An O 2 -Independent Copper(II) Phototherapeutic Agent for Photoactivating H 2 O 2 to Enhance Antitumor Immunotherapy

The characteristics of tumor cells and their microenvironment, including high rates of recurrence and metastasis, insufficient oxygen (O₂) supply, and the immunosuppressive microenvironment, severely limit the effectiveness of conventional photodynamic therapy for hypoxic tumors. Herein, we report an O₂-independent nano-photocatalyst (NanoPcCu), rationally designed to provide near-infrared light induced self-adaptive photodynamic processes, enhancing the generation of type I reactive oxygen species (OH· and O₂^•-) and thermal effects to promote photoimmunotherapeutic antitumor responses.
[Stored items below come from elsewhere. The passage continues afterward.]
PR #39, opened 2019-01-10
dist: rm obsolete Dockerfile

steveej:


steveej:
/hold

@lucab Following the OOB conversation this is the answer that we do need that Dockerfile even though it's not directly referenced in any of the repo's files. I had a dark memory of this Dockerfile being used for the app-sre CI, but I don't know where this path is configured. @riuvshin please help me out here :-)

PR #29, opened 2018-12-12
bump dkregistry and adapt to API changes

steveej:
Blocked on https://github.com/camallo/dkregistry-rs/pull/76.

PR #40, opened 2019-01-10
policy-engine: add OpenAPI spec and endpoint

steveej:
Contains #41.
Closes https://jira.coreos.com/browse/CORS-955.


steveej:
The OpenAPI spec is still missing the input arguments on the graph endpoint. Therefore putting this on hold.
/hold

policy-engine/src/openapi.rs
```diff
@@ -0,0 +1,22 @@
+use actix_web::{HttpRequest, HttpResponse};
+use string_template::Template;
+use AppState;
+
+pub(crate) fn index(req: HttpRequest<AppState>) -> HttpResponse {
+    let path_prefix = &req.state().path_prefix;
+    let spec_template = include_str!("openapiv3.json");
```
lucab: I think this should be moved to a module constant instead.

policy-engine/src/openapi.rs
```diff
@@ -0,0 +1,22 @@
...
+    let spec = Template::new(spec_template).render_named(
+        &[("path_prefix", path_prefix.as_str())]
+            .iter()
+            .cloned()
+            .collect::<std::collections::HashMap<&str, &str>>(),
+    );
+
+    if spec_template == spec {
```
lucab: This seems to belong to a test, not to the serving endpoint.

policy-engine/src/openapi.rs
```diff
@@ -0,0 +1,22 @@
...
+
+pub(crate) fn index(req: HttpRequest<AppState>) -> HttpResponse {
+    let path_prefix = &req.state().path_prefix;
+    let spec_template = include_str!("openapiv3.json");
+    let spec = Template::new(spec_template).render_named(
+        &[("path_prefix", path_prefix.as_str())]
+            .iter()
+            .cloned()
+            .collect::<std::collections::HashMap<&str, &str>>(),
+    );
```
lucab: All of this seems a bit overkill to me for a single parameter fill in. Why not just a `format!()` which also does the check statically? (may need a wrapping macro if the template is not a literal)

policy-engine/src/openapiv3.json
```diff
@@ -0,0 +1,89 @@
...
+                        }
+                    }
+                }
+            }
+        }
+    },
+    "components": {
+        "schemas": {
+            "Graph": {
+                "type": "array",
```
lucab: I think this is wrong. A graph response is a top-level object containing two fields, `nodes` and `edges`, both of which are arrays with a homogeneous type.

policy-engine/src/openapi.rs
steveej: With `format!()` we'd have to escape every curly brace with another curly brace. I prefer to have the spec template as close to the original syntax as possible which is achieved with the current method. When you say overkill, which metric are you talking about? Since the development time is already spent anyway, do you see performance drawbacks compared to another method?

lucab: Logical complexity. As in, I would have expected the simpler, static approach with no external dependencies first. But your explanation makes sense, I'm ok with sticking to it.

This isn't a core hotpath and should be easily cacheable (both on our and on proxy side), so I'm not too concerned with performances here.

steveej: Another approach which I'm considering is to omit the template strings in the specification and use an OpenAPI parser which understands the spec and can rewrite the paths before serializing it again.

steveej:
@lucab
All comments are addressed and the alternative way of mangling the paths sits in a commit on top. PTAL and let me know if there's anything left to fix before squashing.

policy-engine/src/openapi.rs
```diff
@@ -0,0 +1,65 @@
...
+        Ok(s) => HttpResponse::from(s),
+        Err(e) => {
+            let e = format_err!("Could not serialize OpenAPI object: {}", e);
+            error!("{}", e);
+            HttpResponse::from_error(e.into())
+        }
+    }
+}
+
+fn rewrite_paths(paths: &openapiv3::Paths, path_prefix: &str) -> openapiv3::Paths {
```
lucab: This allocates a whole new `Paths`. Is it possible to re-arrange this to take ownership of it and consume the iterator into the result? Or alternatively, prefix the paths in place?

policy-engine/src/openapi.rs
```diff
@@ -0,0 +1,65 @@
...
+        .map(|(path, path_item)| {
+            let new_path = format!("{}{}", path_prefix, &path);
+            trace!("Rewrote path {} -> {} ", &path, &new_path);
+            (new_path, path_item.clone())
+        })
+        .collect()
+}
+
+#[cfg(test)]
+mod tests {
```
lucab, line 44: Can we maybe add a roundtrip test to make sure the library is not returning crazy results at runtime?

policy-engine/src/openapi.rs
lucab: That implementation looks nice. Comments I have on that are:
 * it goes through a deserialization+serialization roundtrip on each request, but as above I don't think performance is a concern here
 * runtime result depends on correctness of the library. I am not familiar with it, I hope you did a manual sanity check on the result

policy-engine/src/openapi.rs
steveej: I think that'd be redundantly testing the crates we're using which I'd avoid if possible. I did test it manually and it works as expected, and our unit test covers any OpenAPI related mistake which could be made in the spec itself.

policy-engine/src/openapi.rs
steveej: I wish we could rely on some CoW mechanism, or maybe we can? I'll look into your suggestion and report back.

policy-engine/src/openapi.rs
lucab: Ack, I guess I was being over-cautious there :)

steveej:
@lucab 

All the comments addressed in best-effort manner.

It could likely be optimized further but IMO that's not worth it for this code-path, as we're talking about the OpenAPI endpoint which I expect to have really low traffic.

policy-engine/src/openapi.rs
lucab: Current moving in and out seems clean and nice enough to me, thanks!

steveej:
Looks like there were changes on *quay.io* causing the following issues with the manifest: 

```
test net::quay_io::fetch_release_public_with_no_release_metadata_must_not_error ... FAILED
test net::quay_io::fetch_release_public_with_first_empty_tag_must_succeed ... FAILED
test net::quay_io::fetch_release_public_without_credentials_must_fail ... ok

failures:

---- net::quay_io::fetch_release_public_with_no_release_metadata_must_not_error stdout ----
thread 'net::quay_io::fetch_release_public_with_no_release_metadata_must_not_error' panicked at 'should not error on emtpy repo: ErrorMessage { msg: "unknown manifest_kind \'None\'" }', libcore/result.rs:1009:5
note: Run with `RUST_BACKTRACE=1` for a backtrace.

---- net::quay_io::fetch_release_public_with_first_empty_tag_must_succeed stdout ----
thread 'net::quay_io::fetch_release_public_with_first_empty_tag_must_succeed' panicked at 'fetch_releases failed: : ErrorMessage { msg: "unknown manifest_kind \'None\'" }', libcore/result.rs:1009:5


failures:
    net::quay_io::fetch_release_public_with_first_empty_tag_must_succeed
    net::quay_io::fetch_release_public_with_no_release_metadata_must_not_error

test result: FAILED. 1 passed; 2 failed; 0 ignored; 0 measured; 0 filtered out
```

There's [currently an incident on *quay.io*][quayincident] but I've yet to figure out if we're facing a backwards-compatibility issue or a temporary issue.

[quayincident]: http://status.quay.io/incidents/72jyq4322h85

steveej:
I tracked down the issue to a permanent quay.io change. I [proposed a band-aid for dkregistry-rs](https://github.com/camallo/dkregistry-rs/pull/82) with room for improvement.

steveej:
Rebased on master after #29 was merged which fixed the recent issue with quay.io.

@crawford or @lucab PTAL

steveej:
[test]

PR #41, opened 2019-01-10
*: bugfix and refactor prefix semantics

steveej:
The bugfix and semantic change is that the prefix keeps, and if
necessary adds, a leading slash. This simplifies the logic of dealing
with prefixes because it doesn't require special-casing for emtpy
namespaces which was buggy before.

Using actix-web's prefix method removes the need to specify the prefix
for every new route.

Fixes up #38.

### DIFF
--- a/graph-builder/src/main.rs
+++ b/graph-builder/src/main.rs
@@ -43,7 +43,7 @@ fn main() -> Result<(), Error> {
 
     let state = graph::State::new();
     let addr = (opts.address, opts.port);
-    let graph_path = format!("/{}/v1/graph", opts.path_namespace);
+    let app_prefix = opts.path_prefix.clone();
 
     {
         let state = state.clone();
@@ -51,9 +51,12 @@ fn main() -> Result<(), Error> {
     }
 
     server::new(move || {
-        App::with_state(state.clone())
+        let app_prefix = app_prefix.clone();
+        let state = state.clone();
+        App::with_state(state)
             .middleware(Logger::default())
-            .route(&graph_path, Method::GET, graph::index)
+            .prefix(app_prefix)
+            .route("/v1/graph", Method::GET, graph::index)
     })
     .bind(addr)?
     .run();
--- a/policy-engine/src/config.rs
+++ b/policy-engine/src/config.rs
@@ -1,6 +1,6 @@
 //! Command-line options for policy-engine.
 
-use commons::parse_path_namespace;
+use commons::parse_path_prefix;
 use hyper::Uri;
 use std::net::IpAddr;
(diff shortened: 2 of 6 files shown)


graph-builder/src/main.rs
```diff
@@ -43,17 +43,20 @@ fn main() -> Result<(), Error> {
...
+    let app_prefix = opts.path_prefix.clone();
 
     {
         let state = state.clone();
         thread::spawn(move || graph::run(&opts, &state));
     }
 
     server::new(move || {
-        App::with_state(state.clone())
+        let app_prefix = app_prefix.clone();
```
lucab, line 54: Can this (and the `state` below too) be just moved in? it looks like there is nothing else holding references to those.

policy-engine/src/graph.rs
```diff
@@ -84,8 +85,3 @@ pub(crate) fn index(req: HttpRequest<State>) -> Box<Future<Item = HttpResponse,
         }
     }
 }
-
-#[derive(Clone)]
-pub struct State {
```
lucab, line 89: I would personally leave this here, instead of moving it up to `main.rs` (and derive `Debug`, while at it).

policy-engine/src/main.rs
```diff
@@ -54,19 +54,27 @@ fn main() -> Result<(), Error> {
     .start();
 
     // Main service.
-    let state = graph::State {
-        upstream: opts.upstream,
+    let state = AppState {
+        upstream: (&opts).upstream.clone(),
```
lucab: This syntax looks a bit weird, are you sure it's needed?

lucab (commented):
Nice! I didn't know about actix-web `.prefix()`.

I've left a few minor comments, looks fine in general.

policy-engine/src/graph.rs
steveej: The reason I moved it out is that it's no longer specific to `graph.rs`, as `openapi.rs` also makes use of it, so there would be a dependency on the former by the latter, which I wanted to avoid.

lucab: Ok, let's move it then.

policy-engine/src/config.rs
```diff
@@ -30,11 +30,11 @@ pub struct Options {
     #[structopt(long = "metrics_port", default_value = "9081")]
     pub metrics_port: u16,
 
-    /// Path namespace prefix for all paths. Must be given without leading and ending '/'
+    /// Path prefix prefix for all paths.
```
lucab: Double "prefix" here as well.

PR #42, opened 2019-01-14
graph-builder: log update completion

lucab:
This adds support for emitting a debug message once a graph update
completes, recording the total number of releases being served.

### DIFF
--- a/cincinnati/src/lib.rs
+++ b/cincinnati/src/lib.rs
@@ -122,6 +122,11 @@ impl Graph {
             dag: &self.dag,
         }
     }
+
+    /// Return the number of releases (nodes) in the graph.
+    pub fn releases_count(&self) -> u64 {
+        self.dag.node_count() as u64
+    }
 }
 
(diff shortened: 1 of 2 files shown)


steveej:
I don't mind adding this but I don't see it as particularly useful. We already have a test which counts the number of releases. What could be useful is adding this as a metric which can be scraped by the monitoring tools.

lucab:
@steveeJ the first commit should be useful for metrics too (once that is in place). The second commit just surfaces the completion plus count to logs. I definitely see some value in it right now, but agree that once graph-builder metrics are in place it can be subsumed there.

steveej:
> I definitely see some value in it right now

I'd like to learn more about the use-case where someone would check the logs for that number.

lucab:
> I'd like to learn more about the use-case where someone would check the logs for that number.

It's a debug log, so meant for development/debugging. At the moment as a developer, I'd like to have this in place to get a quick-glance idea/correlation between 1) number of releases in the graph 2) update time 3) steady memory consumption.

PR #44, opened 2019-01-14
openshift: fix liveness and readyness probes

riuvshin:
openshift: fix liveness and readyness probes
/cc @steveeJ


steveej:
Thanks again!

/lgtm

PR #143, opened 2025-08-07
Fix CL_INVALID_WORK_ITEM_SIZE for "reduce" test

xinjin01:
This PR fixes issues in the `reduce` sample where the chosen work-group size (WGS)
could exceed the device’s per-dimension maximum (`CL_DEVICE_MAX_WORK_ITEM_SIZES[0]`),
causing `clEnqueueNDRangeKernel` to fail with `CL_INVALID_WORK_GROUP_SIZE`.

The `reduce` sample has two implementations (C and C++), and both required fixes:

- **C version**: The first patch ensures the kernel is launched with a valid WGS by
  clamping against the device’s maximum.
- **C++ version**: The second patch applies the same clamping logic to the C++ `reduce.cpp`
  application, ensuring consistent behavior.

Together, these patches make both variants of the `reduce` sample more robust and
portable across a wider range of OpenCL devices.

Signed-off-by: Xin Jin <xin.jin@arm.com>

### DIFF
--- a/samples/core/reduce/main.c
+++ b/samples/core/reduce/main.c
@@ -386,6 +386,15 @@ int main(int argc, char *argv[])
     OCLERROR_RET(clGetDeviceInfo(device, CL_DEVICE_LOCAL_MEM_SIZE,
                                  sizeof(cl_ulong), &loc_mem, NULL),
                  error, red);
+
+    // Ensure WGS is valid for this device
+    size_t max_wi_dims[3];
+    OCLERROR_RET(clGetDeviceInfo(device, CL_DEVICE_MAX_WORK_ITEM_SIZES,
+                                 sizeof(max_wi_dims), max_wi_dims, NULL),
+                 error, red);
+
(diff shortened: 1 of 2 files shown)


bashbaug (commented):
Interesting.  Are you able to disclose which device needs this change?

Regardless, could you please make the same change to the C++ version of this sample also, in main.cpp?  I think it would have the same problem.  Thanks!

xinjin01:
> Interesting. Are you able to disclose which device needs this change?
> 
> Regardless, could you please make the same change to the C++ version of this sample also, in main.cpp? I think it would have the same problem. Thanks!

Thanks for the review! and sorry for the delay:

This issue was observed on a device where the requested WGS exceeded the per-dimension limit (CL_DEVICE_MAX_WORK_ITEM_SIZES[0]). To improve portability across all devices, the fix clamps the WGS to the valid maximum, independent of the specific device.

I’ve also applied the same change to the C++ version (reduce.cpp), as suggested. This is included in the second commit of this PR.

bashbaug (approved):
Thanks, sorry for taking so long!  LGTM.

PR #145, opened 2025-08-27
fixes for macos CI

### LINKED ISSUE #144: Problem with macOS CI Testing
I’m not sure when it started, but there seems to be an issue with the OpenCL-SDK CI jobs on macOS, where the “Test” job is failing sporadically.  The failure looks like:
https://github.com/KhronosGroup/OpenCL-SDK/actions/runs/16787565372/job/47541877067

```
ld: library 'm' not found 
error: linker command failed with exit code 1 (use -v to see invocation)
```

If I rerun the jobs enough they seem to eventually pass, but this isn’t a viable long-term solution.  This is hurting our (already slow) ability to get SDK changes merged.

Has anyone seen an issue like this before?
If not, should we disable the macOS “Test” step for now?  We would still build on macOS, we just wouldn’t test, similar to the Android builds.

Note that macOS is a bit unique in that it is the only OS that tests using PoCL.

I also see that the macOS runners were updated to macOS 15 earlier this week - it's possible we need some updates to be compatible with macOS 15.

bashbaug:
fixes #144 

This PR includes two changes to fix macos CI:
1. Set the `SDKROOT` environment variable so PoCL can find system libraries, see discussion on the issue.
2. Disables the `callbackcpp` sample from testing, since it is producing segfaults for release builds only.  I'm not sure if this is a PoCL issue or a sample issue, but it will need additional debug.

### DIFF
--- a/.github/workflows/presubmit.yml
+++ b/.github/workflows/presubmit.yml
@@ -771,6 +771,7 @@ jobs:
         # externalmemory is not supported on macos.
         # callbackcpp is unexpectedly failing (segfault) with PoCL - needs more debug.
         # multidevice is unexpectedly failing (clCreateSubBuffer error) with PoCL - needs more debug.
+        # see: https://github.com/KhronosGroup/OpenCL-SDK/issues/146
         EXCLUDE_REGEX="(externalmemory|callbackcpp|multidevice).*"
         ctest -C Debug --output-on-failure --no-tests=error --parallel `sysctl -n hw.logicalcpu` --exclude-regex "$EXCLUDE_REGEX"
         ctest -C Release --output-on-failure --no-tests=error --parallel `sysctl -n hw.logicalcpu` --exclude-regex "$EXCLUDE_REGEX"
--- a/.github/workflows/presubmit.yml
+++ b/.github/workflows/presubmit.yml
@@ -695,17 +695,13 @@ jobs:
       run: |
         # Install Ninja only if it's the selected generator and it's not available.
         if [[ "${{matrix.GEN}}" == "Ninja Multi-Config" && ! `which ninja` ]]; then brew install ninja; fi &&
-        # We need to provide an OpenCL driver for Intel CPU on mac
-        brew install pocl
-        POCL_INSTALL_PATH=$(brew --prefix pocl)
-        echo "OCL_ICD_VENDORS=$POCL_INSTALL_PATH/etc/OpenCL/vendors" >> $GITHUB_ENV
         cmake --version
 
-    - name: Install samples dependencies
+    - name: Install Sample Dependencies (Homebrew)
       run: |
         brew install vulkan-loader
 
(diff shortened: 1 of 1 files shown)


bashbaug:
Sigh... of course now there's a completely new error I didn't see in any of my testing.

I'll need to look at this again.

OBITOONDEADO1MZ (approved):

tneval:
@bashbaug how is it that this wasn't caught in
 https://github.com/bashbaug/OpenCL-SDK/actions/runs/17270551550/job/49013861064 ?

bashbaug:
> how is it that this wasn't caught

Yeah, it's frustrating to me and it doesn't make any sense 😄 

I was hacking a bit on the CI files in my branch while testing, but it should have only been to enable testing on my branch and to disable the configs I wasn't modifying.  I don't think I did anything that would have caused this failure to go away, or anything in this PR that would cause it to appear.

Note that the "simple readme build" passed on macos for this PR, so it has something to do with the more complicated testing.  Hopefully I'll get more time to look at it in the next couple of days.

tneval:
> > how is it that this wasn't caught
> 
> Yeah, it's frustrating to me and it doesn't make any sense 😄
> 
> I was hacking a bit on the CI files in my branch while testing, but it should have only been to enable testing on my branch and to disable the configs I wasn't modifying. I don't think I did anything that would have caused this failure to go away, or anything in this PR that would cause it to appear.
> 
> Note that the "simple readme build" passed on macos for this PR, so it has something to do with the more complicated testing. Hopefully I'll get more time to look at it in the next couple of days.

Heh, I see. Was just thinking that it's possible that the env var 'hack' doesn't work with all MacOS/Xcode versions.

bashbaug:
OK, it looks like it's all building and passing if I move the PoCL set up to its own step.  This could just be coincidence, but I'll take it!  I'll mark this PR as "ready for review" again.

.github/workflows/presubmit.yml
```diff
@@ -758,10 +754,24 @@ jobs:
...
+        SDKROOT=$(xcrun --show-sdk-path)
+        echo "SDKROOT=$SDKROOT" >> $GITHUB_ENV
+
     - name: Test
       working-directory: ${{runner.workspace}}/OpenCL-SDK/build
       run: |
-        EXCLUDE_REGEX="(multidevice|externalmemory).*"
+        # externalmemory is not supported on macos.
+        # callbackcpp is unexpectedly failing (segfault) with PoCL - needs more debug.
+        # multidevice is unexpectedly failing (clCreateSubBuffer error) with PoCL - needs more debug.
```
bashbaug, line 773:
```suggestion
        # multidevice is unexpectedly failing (clCreateSubBuffer error) with PoCL - needs more debug.
        # see: https://github.com/KhronosGroup/OpenCL-SDK/issues/146
```

kpet (approved):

Simple copper (Cu)(II) and amino modifications on phthalocyanine (Pc) endowed (i) the self-assembled metal-Pc complex (NanoPcCu) with remarkable photothermal and photoacoustic effects and (ii) photoredox performance to catalytically convert H₂O₂ to highly toxic ·OH upon photooxidation between Cu(II) and Cu(I) under normoxic and hypoxic conditions. These features allowed NanoPcCu to achieve a prominent phototherapeutic response under normoxic and hypoxic conditions. Notably, NanoPcCu-mediated phototherapy not only suppresses tumor growth completely in a preclinical model but also activates antitumor immune responses through the synergistic effects of photoredox activity and photothermal therapy. This study provides a reliable method to develop transition metal Pc complexes as efficient phototheranostic agents to overcome the hypoxic and immunosuppressive microenvironment of solid tumors.